_WHAT IS BEING ASKED_
Here is a listing. Reproduce it exactly.

* * * * * * *

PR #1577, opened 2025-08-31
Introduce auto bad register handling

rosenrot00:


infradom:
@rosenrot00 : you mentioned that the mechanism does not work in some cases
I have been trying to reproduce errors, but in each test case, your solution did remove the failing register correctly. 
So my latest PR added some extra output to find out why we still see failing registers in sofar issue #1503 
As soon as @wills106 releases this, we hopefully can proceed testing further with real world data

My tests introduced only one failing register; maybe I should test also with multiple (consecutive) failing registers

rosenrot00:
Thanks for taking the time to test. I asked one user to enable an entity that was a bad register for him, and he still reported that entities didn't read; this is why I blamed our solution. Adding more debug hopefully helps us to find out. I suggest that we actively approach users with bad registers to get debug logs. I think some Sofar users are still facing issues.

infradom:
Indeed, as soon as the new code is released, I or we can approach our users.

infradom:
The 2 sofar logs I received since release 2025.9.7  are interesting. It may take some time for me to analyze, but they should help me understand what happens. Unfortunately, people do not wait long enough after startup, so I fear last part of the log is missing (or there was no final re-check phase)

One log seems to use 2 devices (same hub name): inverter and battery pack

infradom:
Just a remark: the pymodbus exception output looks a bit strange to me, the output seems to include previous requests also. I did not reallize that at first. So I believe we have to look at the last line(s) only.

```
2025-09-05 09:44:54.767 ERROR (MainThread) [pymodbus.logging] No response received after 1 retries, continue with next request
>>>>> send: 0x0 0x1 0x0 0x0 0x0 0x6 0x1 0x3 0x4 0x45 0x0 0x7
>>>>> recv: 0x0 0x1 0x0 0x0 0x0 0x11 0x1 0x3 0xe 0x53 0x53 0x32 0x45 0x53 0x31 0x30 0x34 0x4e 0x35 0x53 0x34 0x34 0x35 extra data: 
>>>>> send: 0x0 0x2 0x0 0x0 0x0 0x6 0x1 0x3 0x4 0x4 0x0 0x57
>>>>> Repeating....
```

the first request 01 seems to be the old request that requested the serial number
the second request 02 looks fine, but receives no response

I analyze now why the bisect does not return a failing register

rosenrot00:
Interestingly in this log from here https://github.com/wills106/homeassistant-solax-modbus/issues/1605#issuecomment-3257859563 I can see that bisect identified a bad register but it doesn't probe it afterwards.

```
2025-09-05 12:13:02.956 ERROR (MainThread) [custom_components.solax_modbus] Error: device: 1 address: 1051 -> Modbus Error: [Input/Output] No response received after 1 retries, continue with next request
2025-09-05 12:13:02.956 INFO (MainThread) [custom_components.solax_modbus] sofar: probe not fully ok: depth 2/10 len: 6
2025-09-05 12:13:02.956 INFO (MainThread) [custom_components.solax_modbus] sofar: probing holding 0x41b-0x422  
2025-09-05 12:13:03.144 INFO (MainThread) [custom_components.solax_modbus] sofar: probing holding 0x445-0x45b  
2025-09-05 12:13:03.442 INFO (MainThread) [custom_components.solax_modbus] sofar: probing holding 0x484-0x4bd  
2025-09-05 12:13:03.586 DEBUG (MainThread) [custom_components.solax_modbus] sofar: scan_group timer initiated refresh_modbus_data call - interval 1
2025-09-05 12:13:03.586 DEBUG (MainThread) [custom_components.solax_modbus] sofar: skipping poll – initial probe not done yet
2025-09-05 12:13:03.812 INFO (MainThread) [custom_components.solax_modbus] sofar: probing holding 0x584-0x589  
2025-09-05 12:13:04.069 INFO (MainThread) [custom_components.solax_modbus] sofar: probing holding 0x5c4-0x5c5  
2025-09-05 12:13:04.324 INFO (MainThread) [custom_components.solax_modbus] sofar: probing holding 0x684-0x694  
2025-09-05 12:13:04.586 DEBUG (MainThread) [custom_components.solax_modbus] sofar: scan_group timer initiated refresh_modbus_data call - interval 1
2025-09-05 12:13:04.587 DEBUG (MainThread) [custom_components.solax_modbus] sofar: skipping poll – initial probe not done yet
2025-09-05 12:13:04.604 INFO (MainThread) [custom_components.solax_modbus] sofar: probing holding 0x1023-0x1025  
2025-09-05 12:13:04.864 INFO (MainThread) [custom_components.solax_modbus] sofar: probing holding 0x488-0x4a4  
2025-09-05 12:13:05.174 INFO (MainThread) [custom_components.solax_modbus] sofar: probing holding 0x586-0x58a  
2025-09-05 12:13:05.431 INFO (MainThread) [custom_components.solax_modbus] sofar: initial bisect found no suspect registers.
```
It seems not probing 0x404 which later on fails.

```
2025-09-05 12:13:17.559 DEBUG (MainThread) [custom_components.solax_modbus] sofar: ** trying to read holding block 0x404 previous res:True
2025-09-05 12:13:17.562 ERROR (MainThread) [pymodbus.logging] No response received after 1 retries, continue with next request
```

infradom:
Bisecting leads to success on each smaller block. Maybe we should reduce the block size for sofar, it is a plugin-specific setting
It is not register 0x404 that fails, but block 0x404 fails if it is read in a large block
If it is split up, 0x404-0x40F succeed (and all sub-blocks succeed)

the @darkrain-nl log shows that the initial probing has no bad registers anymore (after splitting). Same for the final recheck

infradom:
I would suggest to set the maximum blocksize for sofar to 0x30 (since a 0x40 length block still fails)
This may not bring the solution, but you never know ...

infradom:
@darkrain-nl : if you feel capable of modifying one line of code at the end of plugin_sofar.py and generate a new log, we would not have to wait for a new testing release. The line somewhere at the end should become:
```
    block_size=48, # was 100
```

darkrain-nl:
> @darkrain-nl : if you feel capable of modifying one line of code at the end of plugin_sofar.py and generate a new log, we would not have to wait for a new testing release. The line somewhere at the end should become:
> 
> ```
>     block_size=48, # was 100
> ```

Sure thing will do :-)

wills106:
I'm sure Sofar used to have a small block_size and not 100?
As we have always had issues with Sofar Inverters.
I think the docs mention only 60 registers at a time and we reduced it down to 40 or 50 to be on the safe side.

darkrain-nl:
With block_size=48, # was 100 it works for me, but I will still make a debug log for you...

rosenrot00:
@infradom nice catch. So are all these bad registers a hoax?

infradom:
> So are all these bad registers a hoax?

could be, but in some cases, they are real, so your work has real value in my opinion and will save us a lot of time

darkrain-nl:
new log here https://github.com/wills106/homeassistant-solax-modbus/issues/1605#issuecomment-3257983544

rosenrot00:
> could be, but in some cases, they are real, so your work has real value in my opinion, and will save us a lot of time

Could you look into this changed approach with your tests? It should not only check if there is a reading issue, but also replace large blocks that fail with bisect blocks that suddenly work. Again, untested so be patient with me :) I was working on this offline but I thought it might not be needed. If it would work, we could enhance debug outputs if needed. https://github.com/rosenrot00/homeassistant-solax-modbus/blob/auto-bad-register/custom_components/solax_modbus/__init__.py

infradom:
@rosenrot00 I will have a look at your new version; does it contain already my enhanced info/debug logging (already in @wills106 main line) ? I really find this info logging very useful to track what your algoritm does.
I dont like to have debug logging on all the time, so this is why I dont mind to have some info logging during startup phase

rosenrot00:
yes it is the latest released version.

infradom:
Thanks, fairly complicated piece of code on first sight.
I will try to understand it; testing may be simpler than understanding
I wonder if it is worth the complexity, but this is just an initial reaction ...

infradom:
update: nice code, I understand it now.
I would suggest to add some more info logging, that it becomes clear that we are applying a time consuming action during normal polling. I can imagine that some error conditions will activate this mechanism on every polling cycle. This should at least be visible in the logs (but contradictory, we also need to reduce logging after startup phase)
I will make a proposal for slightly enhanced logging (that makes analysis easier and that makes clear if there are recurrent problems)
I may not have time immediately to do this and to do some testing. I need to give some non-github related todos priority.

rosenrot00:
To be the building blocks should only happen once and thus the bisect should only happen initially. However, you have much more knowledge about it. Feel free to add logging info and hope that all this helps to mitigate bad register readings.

* * * * * * *

_OUTPUT OF THE EXERCISE_
PR #1577, opened 2025-08-31
Introduce auto bad register handling

rosenrot00:


infradom:
@rosenrot00 : you mentioned that the mechanism does not work in some cases
I have been trying to reproduce errors, but in each test case, your solution did remove the failing register correctly. 
So my latest PR added some extra output to find out why we still see failing registers in sofar issue #1503 
As soon as @wills106 releases this, we hopefully can proceed testing further with real world data

My tests introduced only one failing register; maybe I should test also with multiple (consecutive) failing registers

rosenrot00:
Thanks for taking the time to test. I asked one user to enable an entity that was a bad register for him, and he still reported that entities didn't read; this is why I blamed our solution. Adding more debug hopefully helps us to find out. I suggest that we actively approach users with bad registers to get debug logs. I think some Sofar users are still facing issues.

infradom:
Indeed, as soon as the new code is released, I or we can approach our users.

infradom:
The 2 sofar logs I received since release 2025.9.7  are interesting. It may take some time for me to analyze, but they should help me understand what happens. Unfortunately, people do not wait long enough after startup, so I fear last part of the log is missing (or there was no final re-check phase)

One log seems to use 2 devices (same hub name): inverter and battery pack

infradom:
Just a remark: the pymodbus exception output looks a bit strange to me, the output seems to include previous requests also. I did not reallize that at first. So I believe we have to look at the last line(s) only.

```
2025-09-05 09:44:54.767 ERROR (MainThread) [pymodbus.logging] No response received after 1 retries, continue with next request
>>>>> send: 0x0 0x1 0x0 0x0 0x0 0x6 0x1 0x3 0x4 0x45 0x0 0x7
>>>>> recv: 0x0 0x1 0x0 0x0 0x0 0x11 0x1 0x3 0xe 0x53 0x53 0x32 0x45 0x53 0x31 0x30 0x34 0x4e 0x35 0x53 0x34 0x34 0x35 extra data: 
>>>>> send: 0x0 0x2 0x0 0x0 0x0 0x6 0x1 0x3 0x4 0x4 0x0 0x57
>>>>> Repeating....
```

the first request 01 seems to be the old request that requested the serial number
the second request 02 looks fine, but receives no response

I analyze now why the bisect does not return a failing register

rosenrot00:
Interestingly in this log from here https://github.com/wills106/homeassistant-solax-modbus/issues/1605#issuecomment-3257859563 I can see that bisect identified a bad register but it doesn't probe it afterwards.

```
2025-09-05 12:13:02.956 ERROR (MainThread) [custom_components.solax_modbus] Error: device: 1 address: 1051 -> Modbus Error: [Input/Output] No response received after 1 retries, continue with next request
2025-09-05 12:13:02.956 INFO (MainThread) [custom_components.solax_modbus] sofar: probe not fully ok: depth 2/10 len: 6
2025-09-05 12:13:02.956 INFO (MainThread) [custom_components.solax_modbus] sofar: probing holding 0x41b-0x422  
2025-09-05 12:13:03.144 INFO (MainThread) [custom_components.solax_modbus] sofar: probing holding 0x445-0x45b  
2025-09-05 12:13:03.442 INFO (MainThread) [custom_components.solax_modbus] sofar: probing holding 0x484-0x4bd  
2025-09-05 12:13:03.586 DEBUG (MainThread) [custom_components.solax_modbus] sofar: scan_group timer initiated refresh_modbus_data call - interval 1
2025-09-05 12:13:03.586 DEBUG (MainThread) [custom_components.solax_modbus] sofar: skipping poll – initial probe not done yet
2025-09-05 12:13:03.812 INFO (MainThread) [custom_components.solax_modbus] sofar: probing holding 0x584-0x589  
2025-09-05 12:13:04.069 INFO (MainThread) [custom_components.solax_modbus] sofar: probing holding 0x5c4-0x5c5  
2025-09-05 12:13:04.324 INFO (MainThread) [custom_components.solax_modbus] sofar: probing holding 0x684-0x694  
2025-09-05 12:13:04.586 DEBUG (MainThread) [custom_components.solax_modbus] sofar: scan_group timer initiated refresh_modbus_data call - interval 1
2025-09-05 12:13:04.587 DEBUG (MainThread) [custom_components.solax_modbus] sofar: skipping poll – initial probe not done yet
2025-09-05 12:13:04.604 INFO (MainThread) [custom_components.solax_modbus] sofar: probing holding 0x1023-0x1025  
2025-09-05 12:13:04.864 INFO (MainThread) [custom_components.solax_modbus] sofar: probing holding 0x488-0x4a4  
2025-09-05 12:13:05.174 INFO (MainThread) [custom_components.solax_modbus] sofar: probing holding 0x586-0x58a  
2025-09-05 12:13:05.431 INFO (MainThread) [custom_components.solax_modbus] sofar: initial bisect found no suspect registers.
```
It seems not probing 0x404 which later on fails.

```
2025-09-05 12:13:17.559 DEBUG (MainThread) [custom_components.solax_modbus] sofar: ** trying to read holding block 0x404 previous res:True
2025-09-05 12:13:17.562 ERROR (MainThread) [pymodbus.logging] No response received after 1 retries, continue with next request
```

infradom:
Bisecting leads to success on each smaller block. Maybe we should reduce the block size for sofar, it is a plugin-specific setting
It is not register 0x404 that fails, but block 0x404 fails if it is read in a large block
If it is split up, 0x404-0x40F succeed (and all sub-blocks succeed)

the @darkrain-nl log shows that the initial probing has no bad registers anymore (after splitting). Same for the final recheck

infradom:
I would suggest to set the maximum blocksize for sofar to 0x30 (since a 0x40 length block still fails)
This may not bring the solution, but you never know ...

infradom:
@darkrain-nl : if you feel capable of modifying one line of code at the end of plugin_sofar.py and generate a new log, we would not have to wait for a new testing release. The line somewhere at the end should become:
```
    block_size=48, # was 100
```

darkrain-nl:
> @darkrain-nl : if you feel capable of modifying one line of code at the end of plugin_sofar.py and generate a new log, we would not have to wait for a new testing release. The line somewhere at the end should become:
> 
> ```
>     block_size=48, # was 100
> ```

Sure thing will do :-)

wills106:
I'm sure Sofar used to have a small block_size and not 100?
As we have always had issues with Sofar Inverters.
I think the docs mention only 60 registers at a time and we reduced it down to 40 or 50 to be on the safe side.

darkrain-nl:
With block_size=48, # was 100 it works for me, but I will still make a debug log for you...

rosenrot00:
@infradom nice catch. So are all these bad registers a hoax?

infradom:
> So are all these bad registers a hoax?

could be, but in some cases, they are real, so your work has real value in my opinion and will save us a lot of time

darkrain-nl:
new log here https://github.com/wills106/homeassistant-solax-modbus/issues/1605#issuecomment-3257983544

rosenrot00:
> could be, but in some cases, they are real, so your work has real value in my opinion, and will save us a lot of time

Could you look into this changed approach with your tests? It should not only check if there is a reading issue, but also replace large blocks that fail with bisect blocks that suddenly work. Again, untested so be patient with me :) I was working on this offline but I thought it might not be needed. If it would work, we could enhance debug outputs if needed. https://github.com/rosenrot00/homeassistant-solax-modbus/blob/auto-bad-register/custom_components/solax_modbus/__init__.py

infradom:
@rosenrot00 I will have a look at your new version; does it contain already my enhanced info/debug logging (already in @wills106 main line) ? I really find this info logging very useful to track what your algoritm does.
I dont like to have debug logging on all the time, so this is why I dont mind to have some info logging during startup phase

rosenrot00:
yes it is the latest released version.

infradom:
Thanks, fairly complicated piece of code on first sight.
I will try to understand it; testing may be simpler than understanding
I wonder if it is worth the complexity, but this is just an initial reaction ...

infradom:
update: nice code, I understand it now.
I would suggest to add some more info logging, that it becomes clear that we are applying a time consuming action during normal polling. I can imagine that some error conditions will activate this mechanism on every polling cycle. This should at least be visible in the logs (but contradictory, we also need to reduce logging after startup phase)
I will make a proposal for slightly enhanced logging (that makes analysis easier and that makes clear if there are recurrent problems)
I may not have time immediately to do this and to do some testing. I need to give some non-github related todos priority.

rosenrot00:
To be the building blocks should only happen once and thus the bisect should only happen initially. However, you have much more knowledge about it. Feel free to add logging info and hope that all this helps to mitigate bad register readings.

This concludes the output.